PROVIDED MATERIAL
PR #8354, opened 2026-08-13
Add: slider markers now jump to chapter timecodes when clicked

LuisThe0ne:
### Changes

Slider markers in the player progress bar now jump to their associated timecode when clicked and get larger when hovered over.
Hovered:
image

### Issues

none
### Code assistance

Used ChatGPT for research

---

### DIFF
--- a/src/apps/legacy/controllers/playback/video/index.js
+++ b/src/apps/legacy/controllers/playback/video/index.js
@@ -148,8 +148,8 @@ export default function (view) {
             const maxWidth = window.screen.width * window.devicePixelRatio * 0.2;
             for (const [, info] of Object.entries(trickplayResolutions)) {
                 if (!bestWidth
-                        || (info.Width < bestWidth && bestWidth > maxWidth) // Objects not guaranteed to be sorted in any order, first width might be > maxWidth.
-                        || (info.Width > bestWidth && info.Width <= maxWidth)) {
+                    || (info.Width < bestWidth && bestWidth > maxWidth) // Objects not guaranteed to be sorted in any order, first width might be > maxWidth.
+                    || (info.Width > bestWidth && info.Width <= maxWidth)) {
                     bestWidth = info.Width;
                 }
             }
@@ -964,7 +964,7 @@ export default function (view) {
 
                 // show subtitle offset feature only if player and media support it
                 const showSubOffset = playbackManager.supportSubtitleOffset(player)
-                        && playbackManager.canHandleOffsetOnCurrentSubtitle(player);
+                    && playbackManager.canHandleOffsetOnCurrentSubtitle(player);
 
                 playerSettingsMenu.show({
                     mediaType: 'Video',
@@ -1138,10 +1138,10 @@ export default function (view) {
             * - primary subtitle has support
             */
         const currentTrackCanAddSecondarySubtitle = playbackManager.playerHasSecondarySubtitleSupport(player)
-                && streams.length > 1
-                && secondaryStreams.length > 0
-                && currentIndex !== -1
-                && playbackManager.trackHasSecondarySubtitleSupport(playbackManager.getSubtitleStream(player, currentIndex), player);
+            && streams.length > 1
+            && secondaryStreams.length > 0
+            && currentIndex !== -1
+            && playbackManager.trackHasSecondarySubtitleSupport(playbackManager.getSubtitleStream(player, currentIndex), player);
 
         if (currentTrackCanAddSecondarySubtitle) {
             const secondarySubtitleMenuItem = {
@@ -1926,10 +1926,15 @@ export default function (view) {
 
     nowPlayingPositionSlider.getMarkerInfo = function () {
         // use markers based on chapters
-        return currentItem?.Chapters?.map(currentChapter => ({
+        return currentItem?.Chapters?.map((currentChapter, index) => ({
             name: currentChapter.Name,
-            progress: currentChapter.StartPositionTicks / currentItem.RunTimeTicks
+            progress: currentChapter.StartPositionTicks / currentItem.RunTimeTicks,
+            index: index
         })) || [];
+    };
+
+    nowPlayingPositionSlider.seekToChapter = function (index) {
+        playbackManager.seek(currentItem?.Chapters[index].StartPositionTicks, currentPlayer);
     };
 
     view.querySelector('.btnPreviousTrack').addEventListener('click', function () {
--- a/src/apps/legacy/controllers/playback/video/index.js
+++ b/src/apps/legacy/controllers/playback/video/index.js
@@ -1927,9 +1927,9 @@ export default function (view) {
     nowPlayingPositionSlider.getMarkerInfo = function () {
         // use markers based on chapters
         return currentItem?.Chapters?.map((currentChapter, index) => ({
+            id: index,
             name: currentChapter.Name,
-            progress: currentChapter.StartPositionTicks / currentItem.RunTimeTicks,
-            id: index
+            progress: currentChapter.StartPositionTicks / currentItem.RunTimeTicks
         })) || [];
     };
 
--- a/src/apps/legacy/controllers/playback/video/index.js
+++ b/src/apps/legacy/controllers/playback/video/index.js
@@ -1929,12 +1929,12 @@ export default function (view) {
         return currentItem?.Chapters?.map((currentChapter, index) => ({
             name: currentChapter.Name,
             progress: currentChapter.StartPositionTicks / currentItem.RunTimeTicks,
-            index: index
+            id: index
         })) || [];
     };
 
-    nowPlayingPositionSlider.seekToChapter = function (index) {
-        playbackManager.seek(currentItem?.Chapters[index].StartPositionTicks, currentPlayer);
+    nowPlayingPositionSlider.onMarkerClicked = function (id) {
+        playbackManager.seek(currentItem?.Chapters[id].StartPositionTicks, currentPlayer);
     };
 
     view.querySelector('.btnPreviousTrack').addEventListener('click', function () {
--- a/src/elements/emby-slider/emby-slider.js
+++ b/src/elements/emby-slider/emby-slider.js
@@ -260,12 +260,20 @@ function updateMarkers(range, currentValue) {
             range.markerInfo = newMarkerInfo;
 
             let markersHtml = '';
-            range.markerInfo.forEach(() => {
-                markersHtml += '<span class="sliderMarker" aria-hidden="true"></span>';
+            range.markerInfo.forEach((marker) => {
+                markersHtml += `<span id="sliderMarker-${marker.index}" class="sliderMarker" aria-hidden="true"></span>`;
             });
             range.markerContainerElement.innerHTML = markersHtml;
 
             range.markerElements = range.markerContainerElement.querySelectorAll('.sliderMarker');
+
+            range.markerElements.forEach(element => {
+                element.addEventListener('click', event => {
+                    const index = event.currentTarget.id.replace('sliderMarker-', '');
+                    range.seekToChapter(index);
+                    return true;
+                });
+            });
         }
     }
 
--- a/src/elements/emby-slider/emby-slider.js
+++ b/src/elements/emby-slider/emby-slider.js
@@ -190,7 +190,7 @@ function updateValues(isValueSet) {
             backgroundLower.style.width = fraction + '%';
         }
 
-        if (range.markerContainerElement) {
+        if (range.markerOuterContainerElement) {
             updateMarkers(range, value);
         }
     });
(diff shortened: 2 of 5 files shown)


src/elements/emby-slider/emby-slider.js
```diff
@@ -260,12 +260,20 @@ function updateMarkers(range, currentValue) {
             range.markerInfo = newMarkerInfo;
 
             let markersHtml = '';
-            range.markerInfo.forEach(() => {
-                markersHtml += '<span class="sliderMarker" aria-hidden="true"></span>';
+            range.markerInfo.forEach((marker) => {
+                markersHtml += `<span id="sliderMarker-${marker.index}" class="sliderMarker" aria-hidden="true"></span>`;
```
dmitrylyzo: Maybe use `data-index` instead of `id`? Then you won't need to cut the string.

src/elements/emby-slider/emby-slider.js
```diff
@@ -260,12 +260,20 @@ function updateMarkers(range, currentValue) {
...
             });
             range.markerContainerElement.innerHTML = markersHtml;
 
             range.markerElements = range.markerContainerElement.querySelectorAll('.sliderMarker');
+
+            range.markerElements.forEach(element => {
+                element.addEventListener('click', event => {
+                    const index = event.currentTarget.id.replace('sliderMarker-', '');
+                    range.seekToChapter(index);
```
dmitrylyzo: Technically, markers can be not only chapters. So I would rename `seekToChapter` to `onMarkerClicked`.

src/apps/legacy/controllers/playback/video/index.js
```diff
@@ -1926,12 +1926,17 @@ export default function (view) {
 
     nowPlayingPositionSlider.getMarkerInfo = function () {
         // use markers based on chapters
-        return currentItem?.Chapters?.map(currentChapter => ({
+        return currentItem?.Chapters?.map((currentChapter, index) => ({
             name: currentChapter.Name,
-            progress: currentChapter.StartPositionTicks / currentItem.RunTimeTicks
+            progress: currentChapter.StartPositionTicks / currentItem.RunTimeTicks,
+            index: index
```
dmitrylyzo: If you use `index` only as an offset in the array, then you don't need to explicitly assign it - get the index during marker generation (`range.markerInfo.forEach(...`).

On the other hand, you can use `index` as an identifier (`chapter-1`, `note-3`, `resumepos`), so that the slider owner can perform various actions. Then, yes, it should be assigned in `getMarkerInfo` and probably named `id`. But I'm not sure if we need this feature.

src/elements/emby-slider/emby-slider.scss
```diff
@@ -261,12 +261,17 @@
 }
 
 .sliderMarker {
+    z-index:10;
     position: absolute;
     width: 2px;
     height: 12px;
     transform: translate3d(0, 25%, 0);
 }
```
dmitrylyzo: Add `cursor: pointer;` to indicate the ability to perform a click.

src/apps/legacy/controllers/playback/video/index.js
```diff
@@ -148,8 +148,8 @@ export default function (view) {
             const maxWidth = window.screen.width * window.devicePixelRatio * 0.2;
             for (const [, info] of Object.entries(trickplayResolutions)) {
                 if (!bestWidth
-                        || (info.Width < bestWidth && bestWidth > maxWidth) // Objects not guaranteed to be sorted in any order, first width might be > maxWidth.
-                        || (info.Width > bestWidth && info.Width <= maxWidth)) {
+                    || (info.Width < bestWidth && bestWidth > maxWidth) // Objects not guaranteed to be sorted in any order, first width might be > maxWidth.
+                    || (info.Width > bestWidth && info.Width <= maxWidth)) {
```
dmitrylyzo, line 152: Ideally, don't change any unrelated lines of code, unless it violates the style settings.

src/elements/emby-slider/emby-slider.scss
```diff
@@ -261,12 +261,17 @@
...
 
+.sliderMarker:hover {
+    transform: scale(1.5);
```
dmitrylyzo, line 278: `scale` conflicts with the calculations of `left`.
https://github.com/jellyfin/jellyfin-web/blob/02e21c830328dcafff1ab5db7a2cb13082971775/src/elements/emby-slider/emby-slider.js#L243
The marker jumps because when hovered, `markerRect.width` is x1.5 larger than normal.

To fix this, we probably need to wrap each marker (icon) with another container, which we will position. This way we also can use `translate3d(-50%, ...` instead of `calc(...)`.

To test this, set marker width to, say, 100px.

LuisThe0ne: Thank for pointing that out, i thought about it too, but in my testing the marker sizes in a uniform way
[Screencast_20260813_134842.webm](https://github.com/user-attachments/assets/42672418-a923-477e-9cdc-2ec9fe03a372)

src/apps/legacy/controllers/playback/video/index.js
LuisThe0ne: I decided to use id as a more general way in case some functionality in the future requires the markers to use an identifier for jumping.

src/apps/legacy/controllers/playback/video/index.js
LuisThe0ne: Thanks for reminding me, I read it in the contributor guide and double checked my files but I missed it.

src/elements/emby-slider/emby-slider.scss
dmitrylyzo: > Thank for pointing that out, i thought about it too, but in my testing the marker sizes in a uniform way [Screencast_20260813_134842.webm](https://github.com/user-attachments/assets/42672418-a923-477e-9cdc-2ec9fe03a372)

Click it and see.
_I should have written "when hovered and clicked"._

LuisThe0ne: You're totally right :)
I added an additional outer container and now it looks like this:
[Screencast_20260813_145818.webm](https://github.com/user-attachments/assets/02040e77-c258-4007-abf0-a6502dbeacc3)

```css
.sliderMarkerContainer {
    z-index:10;
    position: absolute;
    width: 10px;
    height: 12px;
    transform: translate3d(0, 25%, 0);
}

.sliderMarker {
    width: 100%;
    height: 100%;
    cursor: pointer;
    display: block;
}

.sliderMarker:hover {
    transform: scale(1.5);
}

```

and the container is aligned via calc()

LuisThe0ne (commented):
added container to prevent jumping

src/elements/emby-slider/emby-slider.js
```diff
@@ -260,19 +262,28 @@ function updateMarkers(range, currentValue) {
             range.markerInfo = newMarkerInfo;
 
             let markersHtml = '';
-            range.markerInfo.forEach(() => {
-                markersHtml += '<span class="sliderMarker" aria-hidden="true"></span>';
+            range.markerInfo.forEach((marker) => {
+                markersHtml += `<div class="sliderMarkerContainer" aria-hidden="true"><span data-id="${marker.id}" class="sliderMarker" aria-hidden="true"></span></div>`;
```
dmitrylyzo: AFAIK, you don't need `aria-hidden` for `div`.
```suggestion
                markersHtml += `<div class="sliderMarkerContainer"><span data-id="${marker.id}" class="sliderMarker" aria-hidden="true"></span></div>`;
```

src/elements/emby-slider/emby-slider.scss
```diff
@@ -253,20 +253,32 @@
...
     right: 0;
     margin: 0 0.54em; /* half of slider thumb size */
 }
 
-.sliderMarker {
+.sliderMarkerContainer {
+    z-index:10;
     position: absolute;
-    width: 2px;
+    width: 10px;
```
dmitrylyzo: revert debug
```suggestion
    width: 2px;
```

src/apps/legacy/controllers/playback/video/index.js
```diff
@@ -1926,12 +1926,17 @@ export default function (view) {
 
     nowPlayingPositionSlider.getMarkerInfo = function () {
         // use markers based on chapters
-        return currentItem?.Chapters?.map(currentChapter => ({
+        return currentItem?.Chapters?.map((currentChapter, index) => ({
             name: currentChapter.Name,
-            progress: currentChapter.StartPositionTicks / currentItem.RunTimeTicks
+            progress: currentChapter.StartPositionTicks / currentItem.RunTimeTicks,
+            id: index
```
dmitrylyzo: Less changes.
Bonus: alphabetical order and `id` as "primary key" 😄 
```suggestion
        return currentItem?.Chapters?.map((currentChapter, index) => ({
            id: index,
            name: currentChapter.Name,
            progress: currentChapter.StartPositionTicks / currentItem.RunTimeTicks
```

src/elements/emby-slider/emby-slider.scss
```diff
@@ -253,20 +253,32 @@
...
+.sliderMarkerOuterContainer {
     position: absolute;
     left: 0;
     right: 0;
     margin: 0 0.54em; /* half of slider thumb size */
 }
 
-.sliderMarker {
+.sliderMarkerContainer {
+    z-index:10;
```
dmitrylyzo:
```suggestion
    z-index: 10;
```

dmitrylyzo (commented):
Looks good. Maybe we only need a good names for `sliderMarkerOuterContainer`, `sliderMarkerContainer` and `sliderMarker`, but nothing comes to mind at the moment.

src/elements/emby-slider/emby-slider.js
```diff
@@ -260,19 +262,28 @@ function updateMarkers(range, currentValue) {
...
+            range.markerElements = range.markerOuterContainerElement.querySelectorAll('.sliderMarker');
 
-            range.markerElements = range.markerContainerElement.querySelectorAll('.sliderMarker');
+            range.markerElements.forEach(element => {
+                element.addEventListener('click', event => {
+                    const id = event.currentTarget.dataset.id;
+                    range.onMarkerClicked(id);
+                    return true;
+                });
+            });
```
dmitrylyzo: I overlooked this: we shouldn't add listeners if `onMarkerClicked` isn't set. Also, we need another class with `cursor: pointer`, which we will add along with the listeners.

src/elements/emby-slider/emby-slider.js
```diff
@@ -230,17 +230,19 @@ function updateBubble(range, percent, value, bubble) {
...
 
         if (!bubbleTrackRect.width || !markerRect.width) {
             // width is not set, most probably because the OSD is currently hidden
             return;
         }
 
-        marker.style.left = `calc(${valueMarker}% - ${markerRect.width / 2}px)`;
+        markerContainer.style.left = `calc(${valueMarker}% - ${markerRect.width / 2}px)`;
+
+        const marker = markerContainer.getElementsByClassName('sliderMarker')[0];
```
dmitrylyzo:
```suggestion
        const marker = markerContainer.querySelector('.sliderMarker');
```

dmitrylyzo (commented):
Tbf, 2px marker is hard to click. 😅
As an option, we can make the clickable (_with `cursor: pointer` class_) marker wider. But this is up to UI/UX team.

In addition, we could make this feature (clickable markers) available only when Ctrl is pressed.

LuisThe0ne:
I am not quite sure what benefit it would bring to only make the makers clickable when ctrl is pressed. In that case it is beneficial that the markers are only 2px wide since they do not really interrupt skipping to a specific position by "grabbing" the mouse when trying to skip to nearby timecodes. 😅

dmitrylyzo:
> I am not quite sure what benefit it would bring to only make the makers clickable when ctrl is pressed. In that case it is beneficial that the markers are only 2px wide since they do not really interrupt skipping to a specific position by "grabbing" the mouse when trying to skip to nearby timecodes. 😅

The idea with Ctrl is to use it as a "snap to" function, as well as to increase marker size for easier clicking (we can increase the "marker container" and listen clicks on it instead of the "marker tick"). This way you can switch between "free" and "snapped" modes.

On the other hand, there's no Ctrl on mobile devices, and it will be hard to tap a 2px marker. :shrug:

Anyway, UI/UX probably needs to be discussed.

LuisThe0ne:
I do not quite think that would be ideal, since new users will probably not think about pressing ctrl for clicking on a marker. I think it would be better to increase the scaling on hover, to make it easier to click, while the marker resizing when hovered is probably enough of a hint that there is associated functionality. On mobile a ui that lists the chapters is probably better suited. (as proposed in #5011).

ACTIVITY
Repeat the entries verbatim through the line with "media support it".

TASK OUTPUT
PR #8354, opened 2026-08-13
Add: slider markers now jump to chapter timecodes when clicked

LuisThe0ne:
### Changes

Slider markers in the player progress bar now jump to their associated timecode when clicked and get larger when hovered over.
Hovered:
image

### Issues

none
### Code assistance

Used ChatGPT for research

---

### DIFF
--- a/src/apps/legacy/controllers/playback/video/index.js
+++ b/src/apps/legacy/controllers/playback/video/index.js
@@ -148,8 +148,8 @@ export default function (view) {
             const maxWidth = window.screen.width * window.devicePixelRatio * 0.2;
             for (const [, info] of Object.entries(trickplayResolutions)) {
                 if (!bestWidth
-                        || (info.Width < bestWidth && bestWidth > maxWidth) // Objects not guaranteed to be sorted in any order, first width might be > maxWidth.
-                        || (info.Width > bestWidth && info.Width <= maxWidth)) {
+                    || (info.Width < bestWidth && bestWidth > maxWidth) // Objects not guaranteed to be sorted in any order, first width might be > maxWidth.
+                    || (info.Width > bestWidth && info.Width <= maxWidth)) {
                     bestWidth = info.Width;
                 }
             }
@@ -964,7 +964,7 @@ export default function (view) {
 
                 // show subtitle offset feature only if player and media support it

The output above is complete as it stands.